→ **Your goal**: Your answer should be the records below, written out exactly.

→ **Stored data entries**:
--------------------------------

PR #3665, opened 2026-08-14
Fix open redirect, JavaScript execution and tab-nabbing vulnerabilities

prisect:
A few things stacked together here.

The `?next=` param on `/sign-in` and `/register` was getting handed straight to `window.location.href` after login. No checks at all. Meaning someone could craft a `?next=javascript:....` link and once the victim logs in, it runs arbitrary code into OGS origin, with their brand new session attached. Thats basically full account takeover from one click.

Same param also let off-site URLs through, so people could get redirected clean off the site right after authenticating too.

--------------------------------

→ **Exercise response**:
PR #3665, opened 2026-08-14
Fix open redirect, JavaScript execution and tab-nabbing vulnerabilities

prisect:
A few things stacked together here.

The `?next=` param on `/sign-in` and `/register` was getting handed straight to `window.location.href` after login. No checks at all. Meaning someone could craft a `?next=javascript:....` link and once the victim logs in, it runs arbitrary code into OGS origin, with their brand new session attached. Thats basically full account takeover from one click.

Same param also let off-site URLs through, so people could get redirected clean off the site right after authenticating too.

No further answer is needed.